Exposure to a common antidepressant alters crayfish behavior and has potential subsequent ecosystem impacts

Abstract

AbstractPharmaceuticals are ubiquitous in aquatic environments, yet little is known regarding their impacts on ecological processes. Selective serotonin reuptake inhibitors (SSRIs) are frequently prescribed human antidepressants and have been shown to alter crayfish behavior. These behavioral alterations are particularly relevant as crayfish play a central role in freshwater ecosystems and often reach high biomass in anthropogenically influenced environments commonly exposed to pharmaceutical contamination. Using a 14‐d artificial stream experiment, we exposed spinycheek crayfish (Faxonius limosus) to citalopram, a common SSRI, at an environmentally realistic concentration (0.5 µg/L). We used a Y‐shaped flume to quantify the effects of SSRI exposure on crayfish behavior and food/conspecific preference. We also tested the interacting effects of citalopram and crayfish on habitat‐specific and whole‐stream ecosystem functions and biomass.
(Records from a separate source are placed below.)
PR #15642, opened 2022-10-17
Added e2e tests for `post.published.edited` webhook

kritikash18:
Added e2e tests for post.published.edited webhook

Refs https://github.com/TryGhost/Ghost/issues/15537


naz:
Hey-hey @kritikash18 👋  Could this possibly be a problem with matching the "author" propery like the discussed [here](https://github.com/TryGhost/Ghost/pull/15613#issuecomment-1280213239)? 🤔

halldorbjarni:
Hey @kritikash18, I was curious if this was the same issue that I ran into. It turns out the routing issue is present here but it's actually the reason your single test suite run works. 

`yarn test:single test/e2e-webhooks/posts.test.js` generates a `post['current']['url'] = 'http://127.0.0.1:2369/404/'` due to the routing bug mentioned above and sends it to the webhook. Luckily this still matches the regex for `anyLocalURL` perfectly. 

However, `yarn test:all` generates the correct `post['current']['url'] = http://127.0.0.1:2369/testing-post-published-edited-webhook/'` **but** here the regex `anyLocalURL` doesn't match since it doesn't support dashes. To add it you can edit the `anyLocalUrl` matcher at `Ghost/ghost/core/test/utils/e2e-framework.js` to be something like `stringMatching(/http:\/\/127.0.0.1:2369\/\[w-]+\//),`. Other url allowed symbols could be added as well for completeness.

What I'm mostly curious about is why this matching error is not singled out in the output and instead the jest diff points at **all** the matchers as a potential problem. Any idea here @naz? I'm not sure if it's a jest bug or a bug in how Ghost directly invokes some internal jest packages.

naz:
Oh hey @halldorbjarni 👋  Thanks for joining the discussion! 

>matching error is not singled out in the output

I've came across this issue few times now and I think it's worth the investigation and a separate issue in the test framework. It's super hard to figure out which parts did not match with the current output 💯

halldorbjarni:
> I've came across this issue few times now and I think it's worth the investigation and a separate issue in the test framework. 

@naz I agree. It reproduces on a minimal example.  I've opened a [bug](https://github.com/facebook/jest/issues/13480) on jest. Let's get this fixed!

kritikash18:
Updated the local URL to support - and it worked. Thanks for the pointers @naz and @halldorbjarni !

ghost/core/test/utils/e2e-framework.js
```diff
@@ -384,7 +384,7 @@ module.exports = {
         // @NOTE: hack here! it's due to https://github.com/TryGhost/Toolbox/issues/341
         //        this matcher should be removed once the issue is solved - routing is redesigned
         //        An ideal solution would be removal of this matcher altogether.
-        anyLocalURL: stringMatching(/http:\/\/127.0.0.1:2369\/\w+\//),
+        anyLocalURL: stringMatching(/http:\/\/127.0.0.1:2369\/[A-Za-z0-9_-]+\//),
```
naz, line 387: ohhh! nice catch here 🎣

naz (approved):
Good to land in the main 👍  Thanks for great work @kritikash18!

ErisDS:
@kritikash18 merged and labelled 🎉  Thanks so much for your continued contributions, please keep them coming 🙏

PR #15643, opened 2022-10-18
Added support for supplying the foreign key constraint name

daniellockyer:
- this allows us to choose the foreign key constraint name when the auto-generated one would be too long

### DIFF
--- a/ghost/core/core/server/data/schema/commands.js
+++ b/ghost/core/core/server/data/schema/commands.js
@@ -48,6 +48,10 @@ function addTableColumn(tableName, table, columnName, columnSpec = schema[tableN
         // check if table exists?
         column.references(columnSpec.references);
     }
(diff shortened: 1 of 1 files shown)


ghost/core/core/server/data/schema/commands.js
```diff
@@ -215,11 +219,12 @@ async function hasForeignSQLite({fromTable, fromColumn, toTable, toColumn, trans
  * @param {string} configuration.fromColumn - column of the table to add the foreign key to
  * @param {string} configuration.toTable - name of the table to point the foreign key to
  * @param {string} configuration.toColumn - column of the table to point the foreign key to
+ * @param {string} configuration.constraintName - name of the FK to create
```
daniellockyer, line 222: This should be optional

PR #17111, opened 2023-06-23
Removed bluebird `promise.map` from db.js file

vershwal:
Refactored code for https://github.com/TryGhost/Ghost/issues/14882
Removed bluebird `promise.map` from db.js file


daniellockyer:
@vershwal This ends up changing the functionality of the code because we lose the concurrency. Instead, you can use https://github.com/TryGhost/framework/blob/main/packages/promise/lib/pool.js 🙂

vershwal:
@daniellockyer I have done the changes. Hope it is fine now!

daniellockyer:
Hey @vershwal - unfortunately a different contributor got to it first, so this is already changed on `main`. Thanks for the PR anyway 🙂

PR #17137, opened 2023-06-27
Fixed members-only content incorrectly showing in plaintext email

### LINKED ISSUE #16131: Ghost Newsletter email includes ALL text when a paid-members newsletter is sent to free members, in plaintext only
### Issue Summary

When an email is sent to all members with the access set to 'paid members only', the expected behavior is that free members would see only the preview text, followed by a CTA to subscribe.  That's exactly what happens for HTML email.  However, plain text email reveals the FULL text.  See images here: https://cathy.sarisky.link/newsletters-public-previews-and-more/ (post is not finished, but I think the images are revealing!)

### Steps to Reproduce

1- Create a post, add a public preview, put text above and below it.  Set it to paid members only.
2. Email the newsletter to both free and paid members.

Check the PLAIN TEXT of what free users receive.  (In Gmail, 'show original'.)

### Ghost Version

5.30.0

### Node.js Version

Ghost Pro.

Ghost Pro.

### Database type

MySQL 8

### Browser & OS version

Ghost Pro / tested with a Gmail and Outlook addresses

_No response_

### Code of Conduct

mike182uk:
fixes https://github.com/TryGhost/Ghost/issues/16131

Members only content was incorrectly being shown in a plaintext email due to the email `preheader` using the post model `plaintext` field directly (which contained the members-only content). This changes this behaviour so that the post html content is utilised for the `preheader` but has all members-only content (post-preview content + segmented content) removed

### DIFF
--- a/ghost/email-service/lib/EmailRenderer.js
+++ b/ghost/email-service/lib/EmailRenderer.js
@@ -278,24 +278,33 @@ class EmailRenderer {
 
                 // Remove the members-only content
                 html = html.slice(0, membersOnlyIndex);
-
-                const $ = cheerio.load(html);
-
-                $('[data-gh-segment]').get().forEach((node) => {
-                    if (node.attribs['data-gh-segment'] !== 'status:free') {
-                        $(node).remove();
-                    }
-                });
-
-                html = $.html();
             }
         }
+
+        let $ = cheerio.load(html);
+
+        // Remove parts of the HTML not applicable to the current segment - We do this
+        // before rendering the template as the preheader for the email may be generated
+        // using the HTML and we don't want to include content that should not be
+        // visible depending on the segment
+        $('[data-gh-segment]').get().forEach((node) => {
+            // TODO: replace with NQL interpretation
+            if (node.attribs['data-gh-segment'] !== segment) {
+                $(node).remove();
+            } else {
+                // Getting rid of the attribute for a cleaner html output
+                $(node).removeAttr('data-gh-segment');
+            }
+        });
+
+        html = $.html();
 
         const templateData = await this.getTemplateData({
             post,
             newsletter,
             html,
-            addPaywall
+            addPaywall,
+            segment
         });
         html = await this.renderTemplate(templateData);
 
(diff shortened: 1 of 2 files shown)


ghost/email-service/lib/EmailRenderer.js
```diff
@@ -278,6 +278,16 @@ class EmailRenderer {
...
+
+                const $ = cheerio.load(html);
+
+                $('[data-gh-segment]').get().forEach((node) => {
+                    if (node.attribs['data-gh-segment'] !== 'status:free') {
+                        $(node).remove();
+                    }
+                });
+
+                html = $.html();
```
SimonBackx, line 290: Can't we move the part from a little bit down here to above `getTemplateData` instead of repeating it twice? So that it happens for all segments instead of only free members?

\+ maybe add a comment for future reference why we need to remove the segments before we call `getTemplateData`, so that the preheader doesn't contain paid text

ghost/email-service/test/email-renderer.test.js
```diff
@@ -1057,6 +1057,40 @@ describe('Email renderer', function () {
             should($('.preheader').text()).eql('Custom excerpt');
         });
 
+        it('does not include member-only content in preheader', async function () {
+            renderedPost = '<div> Lexical Test </div> <div data-gh-segment="status:-free"> members only section</div> some text for both <!--members-only--> finishing part only for members';
```
SimonBackx, line 1061: We need to have the same test with paid member only content, but without the paywall `<!--members-only-->`, because in that case it should also hide the `<div data-gh-segment="status:-free">` part from the preheader

ghost/email-service/lib/EmailRenderer.js
```diff
@@ -715,13 +724,18 @@ class EmailRenderer {
...
         let customExcerpt = postModel.get('custom_excerpt');
         if (customExcerpt) {
             return customExcerpt;
         } else {
             if (plaintext) {
+                // If paywall is enabled, we need to get the plaintext from the html
+                // as the plaintext field on the model may contain paywalled content
+                if (addPaywall) {
+                    plaintext = htmlToPlaintext.email(html);
+                }
```
SimonBackx, line 738: I think we need to check for segment == `status:free` instead of whether there is a paywall or not, because it is also possible to have content that is only visible for paid members when there is no paywall card in the post.

ghost/email-service/test/email-renderer.test.js
SimonBackx: (you'll probably add some more tests to to get the coverage back to 100%)

ghost/email-service/lib/EmailRenderer.js
mike182uk: 👍 Updated in https://github.com/TryGhost/Ghost/pull/17137/commits/553fadb1f31277b5f5f92d1318cb9c6663707c4b

ghost/email-service/test/email-renderer.test.js
mike182uk: 👍 Updated in https://github.com/TryGhost/Ghost/pull/17137/commits/553fadb1f31277b5f5f92d1318cb9c6663707c4b

Heh the coverage had fallen due to the test modifying the global `renderedPost` var meaning subsequent tests were using this modified version which in turn meant a specific code path never got executed 😳

ghost/email-service/lib/EmailRenderer.js
mike182uk: 👍 Updated in https://github.com/TryGhost/Ghost/pull/17137/commits/553fadb1f31277b5f5f92d1318cb9c6663707c4b

SimonBackx (approved):

PR #17142, opened 2023-06-27
Fixed leaking pivot fields

mike182uk:
fixes https://github.com/TryGhost/Team/issues/2657

The `omitPivot` option does not have an affect on a models `_previousAttributes`. When we serialise a model and want to retrieve the previous attributes we need to ensure we manually remove the pivot fields

See https://github.com/bookshelf/bookshelf/blob/7704fbc5e83a35357d89458d9269a7e739964296/lib/base/model.js#L512

### DIFF
--- a/ghost/core/core/server/models/base/plugins/overrides.js
+++ b/ghost/core/core/server/models/base/plugins/overrides.js
@@ -88,7 +88,10 @@ module.exports = function (Bookshelf) {
             // CASE: get JSON of previous attrs
             if (options.previous) {
                 const clonedModel = _.cloneDeep(this);
-                clonedModel.attributes = this._previousAttributes;
+                clonedModel.attributes = _.omitBy(
+                    this._previousAttributes,
+                    (value, key) => key.startsWith('_pivot_')
+                );
 
                 if (this.relationships) {
                     this.relationships.forEach((relation) => {
--- a/ghost/core/core/server/models/base/plugins/overrides.js
+++ b/ghost/core/core/server/models/base/plugins/overrides.js
@@ -1,3 +1,4 @@
+const {PIVOT_PREFIX} = require('bookshelf/lib/constants');
 const _ = require('lodash');
 
 /**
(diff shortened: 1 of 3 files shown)


ghost/core/core/server/models/base/plugins/overrides.js
```diff
@@ -88,7 +88,10 @@ module.exports = function (Bookshelf) {
             // CASE: get JSON of previous attrs
             if (options.previous) {
                 const clonedModel = _.cloneDeep(this);
-                clonedModel.attributes = this._previousAttributes;
+                clonedModel.attributes = _.omitBy(
+                    this._previousAttributes,
+                    (value, key) => key.startsWith('_pivot_')
```
naz, line 93: Would be best to use the constant straight from the bookshelf instead of introducing a magic string here - https://github.com/bookshelf/bookshelf/blob/7704fbc5e83a35357d89458d9269a7e739964296/lib/constants.js#L1C1-L1C1. If it's not exposed, so be it 😆  - leaving a comment for thwere the matic string comes from would help with future maintenance 👍

naz (commented):
Other than small maintainability improvement this is gooood 👌  Did not expect such an outcome for the issue tbh. This was a total surprise. I would have thought this kind of functionality would be baked into Bookshelf during the serialize execution 🤔

ghost/core/core/server/models/base/plugins/overrides.js
mike182uk: Its not exposed directly, but is accessible. What do you think of [this](https://github.com/TryGhost/Ghost/pull/17142/commits/3258050aef87b5e86348137057917a0bdad1c014)? Although we are accessing something that is technically not exported, we still have the safety of the tests failing if something changes around this so could be a good trade-off over us having to introduce the magic string ourselves

naz: That's a perfect solution imo 👌

PR #17157, opened 2023-06-29
Wired up BookshelfCollectionsRepository to CollectionsService

allouis:
image

### DIFF
--- a/ghost/core/core/server/services/collections/service.js
+++ b/ghost/core/core/server/services/collections/service.js
@@ -1,7 +1,7 @@
 const {
-    CollectionsService,
-    CollectionsRepositoryInMemory
+    CollectionsService
 } = require('@tryghost/collections');
+const BookshelfCollectionsRepository = require('./BookshelfCollectionsRepository');
 const labs = require('../../../shared/labs');
 
 class CollectionsServiceWrapper {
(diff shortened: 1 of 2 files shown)


allouis:
I've done this separately to the bulk of the changes so that we can release them separately, with the thinking that we might not necessarily want to switch the DB backed storage immediately!

ghost/core/core/server/services/collections/service.js
```diff
@@ -1,25 +1,26 @@
...
     /** @type {CollectionsService} */
     api;
 
     constructor() {
-        const postsRepository = require('./PostsRepository').getInstance();
-        const collectionsRepositoryInMemory = new CollectionsRepositoryInMemory();
         const DomainEvents = require('@tryghost/domain-events');
+        const postsRepository = require('./PostsRepository').getInstance();
+        const models = require('../../models');
+        const collectionsRepositoryInMemory = new BookshelfCollectionsRepository(models.Collection);
```
naz, line 15: `bookshelfCollectionsRepository` for a variable name now? or just a `collectionsRepository` 😛

allouis: Ha yeah 😝

naz:
Gave it a lil spin. Works great! There's no good reason to hold off the merge for this as we are nearing an alpha version and should be working with close to real world state.

PR #17187, opened 2023-07-03
Added migration and schema change for `posts_meta.hide_title_and_feature_image`

kevinansfield:
closes https://github.com/TryGhost/Team/issues/3550

We want to allow an option to hide the title and feature image on a per-page basis, to do that we need somewhere to store the setting value. The existing `posts_meta` table is the simplest candidate, especially as this is a single setting and we don't have a desire to introduce many such settings.

- added migration that adds the `hide_title_and_feature_image` column to the `posts_meta` table with a `boolean` data type and a default value of `false` (matches behaviour of all existing pages)
- updated schema file for initial database creation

Crayfish exposed to SSRIs exhibited increased boldness (time to emerge from shelters; P < 0.05) and spent more time orienting to food resources than nonexposed crayfish. Crayfish increased water column chlorophyll a (P < 0.01) and benthic organic matter (P = 0.03). Furthermore, crayfish potentially increased water column respiration (P = 0.09) and potentially decreased nitrate uptake (P = 0.05). SSRI exposure exhibited a potential effect of decreasing benthic chlorophyll a (P = 0.07), but there were no significant CRAY+SSRI interactions. Neither crayfish nor SSRI treatments affected whole‐stream metabolism. These results suggest that citalopram has the potential to affect algal biomass but did not affect ecosystem functioning. However, alterations to crayfish behavior driven by SSRI exposure could lead to subsequent ecosystem‐level effects as crayfish did affect various response metrics. We were unable to detect the effects of altered crayfish behavior at the ecosystem scale during our study, likely due to the short time frame (2 weeks) of our experiment. Further work is needed to quantify longer‐term ecosystem consequences of sublethal effects of pharmaceuticals, but these results show that ecological responses to pharmaceuticals should consider the entire ecosystem.